What are the exact steps to produce $k = \log_{3/2}n $ from $(\frac{2}{3})^kn = 1$?

Question

What are the procedures to derive $k = \log_{3/2}n $ from $(\frac{2}{3})^kn = 1$? Is there a well-known formula?

Answer 1

It's just definition.

$(\frac 23)^k n = 1$ so

$(\frac 23)^k = \frac 1n$ so

$(\frac 32)^k = n$ so

By definition, $\log_{\frac 32} n = k$.

The formulas $\log_b n = - \log_{\frac 1b} n$ (because $b^k = (\frac 1b)^{-k}$) and $\log_b \frac 1n = -\log_b n$ (ditto) might be useful.

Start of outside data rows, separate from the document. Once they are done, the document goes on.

PR #2038, opened 2022-11-04
wasm2c: Fix 8gb model, signals, memory reserve/commits, stack depth on windows

shravanrn:
Correct handling of Wasm's 8gb model on Windows
- Uses the Windows ExceptionHandler to track access violations (segfaults)
- Fix Windows memory to reserve, but not commit memory up front
- Correct handling of return values in os_mmap functions
- Decouple stack depth handling and heap bounds checking

### DIFF
--- a/src/template/wasm2c.declarations.c
+++ b/src/template/wasm2c.declarations.c
@@ -1,16 +1,16 @@
 
 #define TRAP(x) (wasm_rt_trap(WASM_RT_TRAP_##x), 0)
 
-#if WASM_RT_MEMCHECK_SIGNAL_HANDLER
-#define FUNC_PROLOGUE
-
-#define FUNC_EPILOGUE
-#else
+#if WASM_RT_USE_STACK_DEPTH_COUNT
 #define FUNC_PROLOGUE                                            \
   if (++wasm_rt_call_stack_depth > WASM_RT_MAX_CALL_STACK_DEPTH) \
     TRAP(EXHAUSTION);
 
 #define FUNC_EPILOGUE --wasm_rt_call_stack_depth
+#else
+#define FUNC_PROLOGUE
+
+#define FUNC_EPILOGUE
 #endif
 
 #define UNREACHABLE TRAP(UNREACHABLE)
--- a/wasm2c/wasm-rt-impl.c
+++ b/wasm2c/wasm-rt-impl.c
@@ -25,7 +25,8 @@
 #include <stdlib.h>
 #include <string.h>
 
-#if WASM_RT_MEMCHECK_SIGNAL_HANDLER_POSIX && !WASM_RT_SKIP_SIGNAL_RECOVERY
+#if WASM_RT_MEMCHECK_SIGNAL_HANDLER && !WASM_RT_SKIP_SIGNAL_RECOVERY && \
+    !defined(_WIN32)
 #include <signal.h>
 #include <unistd.h>
 #endif
@@ -48,8 +49,14 @@ typedef struct FuncType {
 
 #if WASM_RT_MEMCHECK_SIGNAL_HANDLER && !WASM_RT_SKIP_SIGNAL_RECOVERY
 static bool g_signal_handler_installed = false;
-static char* g_alt_stack;
+#ifdef _WIN32
+static void* g_sig_handler_handle = 0;
 #else
+static char* g_alt_stack = 0;
+#endif
+#endif
+
+#if WASM_RT_USE_STACK_DEPTH_COUNT
 uint32_t wasm_rt_call_stack_depth;
 uint32_t wasm_rt_saved_call_stack_depth;
 #endif
@@ -67,7 +74,7 @@ static jmp_buf* g_unwind_target;
 
 void wasm_rt_trap(wasm_rt_trap_t code) {
   assert(code != WASM_RT_TRAP_NONE);
-#if !WASM_RT_MEMCHECK_SIGNAL_HANDLER
+#if WASM_RT_USE_STACK_DEPTH_COUNT
   wasm_rt_call_stack_depth = wasm_rt_saved_call_stack_depth;
 #endif
   WASM_RT_LONGJMP(wasm_rt_jmp_buf, code);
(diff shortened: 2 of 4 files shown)


shravanrn:
@sbc100 I tested that the tests pass locally on windows. Any chance you can help me figure out if the CI tests are failing for some unrelated reason?

shravanrn:
@sbc100 Updated with a simple implementation that passes all checks

wasm2c/wasm-rt.h
```diff
@@ -56,35 +52,53 @@ extern "C" {
  * This is usually 10%-25% faster, but requires OS-specific support.
  */
 
-/** Check whether the signal handler is supported at all. */
-#if (defined(__linux__) || defined(__unix__) || defined(__APPLE__)) && \
-    defined(__WORDSIZE) && __WORDSIZE == 64
```
sbc100, line 61: Why not keep this check as is?

src/template/wasm2c.declarations.c
```diff
@@ -1,7 +1,7 @@
 
 #define TRAP(x) (wasm_rt_trap(WASM_RT_TRAP_##x), 0)
 
-#if WASM_RT_MEMCHECK_SIGNAL_HANDLER
+#if !WASM_RT_USE_STACK_DEPTH_COUNT
```
sbc100, line 4: Maybe flip the if/else bodies around do that this can be written as a positive check

wasm2c/wasm-rt.h
```diff
@@ -56,35 +52,53 @@ extern "C" {
...
+#ifndef WASM_RT_SKIP_SIGNAL_RECOVERY
+#define WASM_RT_SKIP_SIGNAL_RECOVERY 0
+#endif
```
sbc100, line 57: Why move these three lines down?

sbc100 (commented):
This looks awesome!

Do I assume we are testing these windows signal handlers as part of our CI when we run the wasm2c tests on the windows bot?

sbc100:
Is the `Uses the Windows try/catch SEH exception to track access violations (segfaults)` part of the description our of date?  Or am I not understanding the try/catch thing.

wasm2c/wasm-rt.h
shravanrn: The `(defined(__linux__) || defined(__unix__) || defined(__APPLE__))` is no longer needed, as we support both POSIX and windows. The `defined(__WORDSIZE) && __WORDSIZE == 64` approach to testing 64-bit architectures does not work on msvc (https://godbolt.org/z/af3E66s6G)

shravanrn:
> Do I assume we are testing these windows signal handlers as part of our CI when we run the wasm2c tests on the windows bot?

This should be the case. The signal handler is on by default on 64-bit windows. From what I can see, the CI on Windows targets amd64.

> Is the Uses the Windows try/catch SEH exception to track access violations (segfaults) part of the description our of date? Or am I not understanding the try/catch thing.

My bad. This is old. Will push a fix now.

src/template/wasm2c.declarations.c
shravanrn: will fix

wasm2c/wasm-rt-impl.c
```diff
@@ -227,67 +258,84 @@ static int os_mprotect(void* addr, size_t size) {
...
 
-    /* Use alt stack to handle SIGSEGV from stack overflow */
-    g_alt_stack = malloc(SIGSTKSZ);
-    if (g_alt_stack == NULL) {
-      perror("malloc failed");
-      abort();
-    }
+static void os_install_signal_handler(void) {
+  /* Use alt stack to handle SIGSEGV from stack overflow */
+  g_alt_stack = malloc(SIGSTKSZ);
```
sbc100, line 273: Unrelated to this change (we can maybe do it as a followup) but is there any reason we can't just declare this as static data `e.g. static char g_alt_stack[SIGSTKSZ];`  ?

wasm2c/wasm-rt-impl.c
```diff
@@ -206,6 +212,31 @@ static void os_print_last_error(const char* msg) {
     printf("%s. No error code.\n", msg);
   }
 }
+
+#if WASM_RT_MEMCHECK_SIGNAL_HANDLER && !WASM_RT_SKIP_SIGNAL_RECOVERY
+
+static LONG os_signal_handler(PEXCEPTION_POINTERS pExceptionInfo) {
+  if (pExceptionInfo->ExceptionRecord->ExceptionCode ==
```
sbc100, line 219: I suppose this is windows-only code, but maybe we should use the wabt naming convension here?   i.e. call this argument just `info` maybe?   (that might allow the conditions below to fit on a single line too).

sbc100 (approved):
Nice!

wasm2c/wasm-rt-impl.c
shravanrn: My worry is that this would unconditionally take up space even for implementations that do not use the signal based recovery. (I have some similar concerns with the current exception handler implementation). The current approach gives us a "pay for what you use" model which is definitely preferable for the Firefox usecase, as we won't use the signal handler in wasm2c

wasm2c/wasm-rt-impl.c
shravanrn: will fix

wasm2c/wasm-rt-impl.c
sbc100: But can't we just boot the declaration behind `WASM_RT_MEMCHECK_SIGNAL_HANDLER && !WASM_RT_SKIP_SIGNAL_RECOVERY` just like these functions are?

shravanrn: oh right. I just remembered there was a breaking change on this in the latest glibc also. 
https://sourceware.org/git/?p=glibc.git;a=blob;f=NEWS;h=85e84fe53699fe9e392edffa993612ce08b2954a;hb=HEAD

SIGSTKSZ is no longer a constant and is redefined as `SIGSTKSZ is redefined to sysconf (_SC_SIGSTKSZ)`. This means you can't have static array definitions of the form `static char g_alt_stack[SIGSTKSZ]`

But mustly you should know the definition that $\log_b n = k \iff b^k = n$. Technically that isnt a "formula" (because it's a definition) but it may be thought of as one.

Answer 2

We can write $$\left(\frac{2}{3}\right)^k=\frac{1}{n}$$ so $$\left(\frac{3}{2}\right)^k=n$$ so $$k\ln \left(\frac{3}{2}\right)=\ln(n)$$

Answer 3

Pass $n$ to the right and take $log_{\frac{3}{2}}$ in both sides. Now using that $log(a^b) = b \log(a)$ you get on the left $k *log_{\frac{3}{2}}(\frac{2}{3})$ which is $-k$. On the right you have $log_{\frac{3}{2}}(\frac{1}{n})$ which is $-log_{\frac{3}{2}}(n)$. So you finally get $k=log_{\frac{3}{2}}(n)$

Answer 4

$k = \log_{3/2} n$ $\Rightarrow$ $\left( \frac{3}{2} \right)^k = n$ (by definition of logarithm) $\Rightarrow$ $1 = \left( \frac{3}{2} \right)^{-k}n$ $\Rightarrow$ $n\left( \frac{2}{3} \right)^k = 1$

Answer 5

Manipulate the original equation a bit:

$$\left(\frac{2}{3}\right)^k n = 1 \iff \left(\frac{2}{3}\right)^k = \frac{1}{n} \iff \left(\frac{3}{2}\right)^k = n$$

Now, just use the definition of a logarithm: $a^b = c \iff \log_a c = b$. This gets the desired result: $k = \log_{\frac{3}{2}} n$.